USDJPY has been contracting for 3 months in what’s taken the shape of a triangle. Triangles tend to (not always) serve as continuation patterns. Since the move prior to the triangle was up, I’m mentally prepared for another bull leg in USDJPY. There is a high volume level from Tuesday at 106.91. Watch that for support. 108.70s remains a near term upside level. Timing wise, I like long against the recent range low (106.67). The red and blue dots on the chart below indicate inside bars at the upper and lower Bollinger bands (2 standard deviation from the 20 day average). I noticed years ago that this setup tends to occur at pivots. Bigger picture, USDJPY is in position to make a massive move. The magenta dots 2 charts down indicate when Bollinger band width (difference between the bands) has been at least as low as the current reading. Extremely tight bands tend to occur towards the end of consolidation and before a trending move.
7/20 – USDJPY continues to hold up and there is no change to the 107.70 initial target with potential for 108.70s. Risk on longs is now breakeven (107.00). Be aware of a high volume level now at 107.39 (from Monday’s Asian session). If that price is taken out then I’d pay attention to it for support.
GBPUSD still looks great. I am concerned about USD sentiment but risk is today’s low, which is well-defined and small. The April (1.2648) was resistance earlier this month and was support today. Price also closed over the 200 day average today. I like both of those things. The high volume level from today at 1.2675 and 200 day average at 1.2698 provide a range for support. Upside focus is the median line, currently near 1.2975.
7/20 – GBPUSD looks great and support should be 1.2625 now on its way to the June high at 1.2814 and possibly the longer term median line near 1.2960. What ‘annoys’ me is the extreme sentiment towards the USD generally (a lot of bears out there…DXY speculative shorts are the highest in over 7 years). It’s possible though that GBPUSD holds up and EURUSD doesn’t (Euro is 57% of DXY), which brings me to EURGBP.
Long Cable and short Aussie? It would make sense from the current level. GBPAUD reached the 61.8% retrace of the rally from October 2016 and the 200 week average today. Big level. The daily candle sports a long lower wick as well. Based on these observations, this is a good spot to take a bullish view on GBPAUD (long GBP, short AUD).

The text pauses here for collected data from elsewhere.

PR #6271, opened 2023-05-31
generic-worker: add tests for mounting indexed artifacts

petemoore:
This is a follow-up from https://github.com/taskcluster/taskcluster/pull/6246#issuecomment-1554976149


petemoore:
Note, this is just an initial indexed artifact test. It could be expanded in future to cover more test cases:
1) that when the index is updated (new task ID) for an artifact that has already been cached, and then a task references it, that the new artifact is downloaded
2) that when the index is not updated for an artifact that has already been cached, or is updated with e.g. a higher rank but the task ID remains the same, and a new task references the indexed artifact, that the cached artifact is used

matt-boris (commented):
I like it Pete, thanks! Only tiny nit from me is variable naming. Using `payload` is a _bit_ confusing since we generally refer to payloads as the task payload. So it hurts readability just a tiny bit. Instead, maybe we could use `itr` for `InsertTaskRequest`? Wdyt?

matt-boris (approved):

workers/generic-worker/mounts_test.go
```diff
@@ -322,8 +325,9 @@ func TestValidSHA256(t *testing.T) {
 	setup(t)
 	taskID := CreateArtifactFromFile(t, "unknown_issuer_app_1.zip", "public/build/unknown_issuer_app_1.zip")
 
-	// whether permission is granted to task user depends if running under windows or not
-	// and is independent of whether running as current user or not
+	// Whether permission is granted to task user depends if running multiuser
+	// engine or simple engine but is independent of whether running as current
```
matt-boris:
```suggestion
	// engine or insecure engine but is independent of whether running as current
```

workers/generic-worker/mounts_test.go
```diff
@@ -392,8 +396,9 @@ func TestFileMountNoSHA256(t *testing.T) {
...
```
matt-boris:
```suggestion
	// engine or insecure engine but is independent of whether running as current
```

workers/generic-worker/mounts_test.go
```diff
@@ -550,8 +555,9 @@ func TestWritableDirectoryCacheNoSHA256(t *testing.T) {
...
```
matt-boris:
```suggestion
	// engine or insecure engine but is independent of whether running as current
```

workers/generic-worker/mounts_test.go
```diff
@@ -907,8 +913,9 @@ func TestCacheMoved(t *testing.T) {
...
```
matt-boris:
```suggestion
	// engine or insecure engine but is independent of whether running as current
```

workers/generic-worker/mounts_test.go
```diff
@@ -1006,8 +1013,9 @@ func TestMountFileAndDirSameLocation(t *testing.T) {
...
```
matt-boris:
```suggestion
	// engine or insecure engine but is independent of whether running as current
```

PR #6274, opened 2023-05-31
fix GW_TESTS_USE_EXTERNAL_TASKCLUSTER: wip

### LINKED ISSUE #6272: GW_TESTS_USE_EXTERNAL_TASKCLUSTER broken
In https://github.com/taskcluster/taskcluster/blob/63b4aefdacff0ed776203880c4946a3bd9d54847/workers/generic-worker/helper_test.go#L463 we provide the possibility of running generic-worker tests against a real taskcluster deployment rather than against the mocktc version of taskcluster written in go.

This is a nice feature, and we should probably run the tests against the real service before making a release. We stopped using real services in the CI because it was pretty slow, and running against mocks was very fast. However, there is always a risk that a service behaviour changes, and we don't notice, since we are running against the mocked version.

It looks like this is broken at the moment, if you set GW_TESTS_USE_EXTERNAL_TASKCLUSTER to e.g. "true" and then run tests, you will get failures. We need to find out what is going wrong and fix it.

This is also useful for situations when new mocks need to be written, and we want to be sure the mocks behave like the real services (which is something I am doing right now in #6271).

petemoore:
Fixes #6272


matt-boris (approved):
👍🏻 Nice!

matt-boris (approved):

PR #6275, opened 2023-05-31
Revert "Quarantine worker on removeWorker"

lotas:
Reverts taskcluster/taskcluster#6267

it is a temporary (experimental) fix in attempt to reduce `claim-expired` exceptions. 
It was released with `51.1.0`.
If it doesn't give us the desire effect and amount of `claim-expired` wouldn't go down, we should revert this pull request https://github.com/taskcluster/taskcluster/pull/6267 

Upd:
Evidence suggests that there was no significant impact on the `claim-expired` exceptions number, so no need to keep that longer in codebase

### DIFF
--- a/changelog/issue-6247.md
+++ b/changelog/issue-6247.md
@@ -1,0 +1,6 @@
+audience: admins
+level: minor
+reference: issue 6247
+---
+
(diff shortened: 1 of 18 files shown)


matt-boris (approved):
👍🏻

PR #6302, opened 2023-06-01
Don't run generic-worker decision task and worker runner tests as root user

petemoore:
We have two distinct types of worker pools in proj-taskcluster:

* proj-taskcluster/gw-ci-\<platform\> (privileged - tasks run as root/LocalSystem)
* proj-taskcluster/gw-\<platform\> (regular - tasks run as regular task users)

The first type is intended for generic-worker CI, which when testing generic worker, needs to be able to create OS users on-the-fly.

The second type is for regular tasks that don't require the additional privileges. The generic-worker decision task and worker runner tests don't require these privileges, so in this PR I am moving them to the regular (less privileged) worker pools.

### DIFF
--- a/changelog/SH9GLDhmS86nZh2mY3JzTw.md
+++ b/changelog/SH9GLDhmS86nZh2mY3JzTw.md
@@ -1,0 +1,3 @@
+audience: general
+level: silent
+---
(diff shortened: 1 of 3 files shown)


lotas (approved):
cool 👍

No change to GBPCAD. The possible head and shoulders bottom remains in play. The bullish trigger is 1.7175. The measured objective from the pattern (if confirmed) is 1.7600.
7/19 – USDCAD (not shown) is trying to break above channel resistance from the March high and I remain constructive GBPUSD so I thought that it would be interesting to look at GBPCAD. I did…and it is interesting! A nearly 2 month head and shoulders bottom may be in the works and price held the trendline from the August 2019 low. The neckline for a breakout is 1.7175 but I’m constructive while above 1.6940. There is a short term trendline near 1.7120 early in the week that is worth monitoring for a breakout.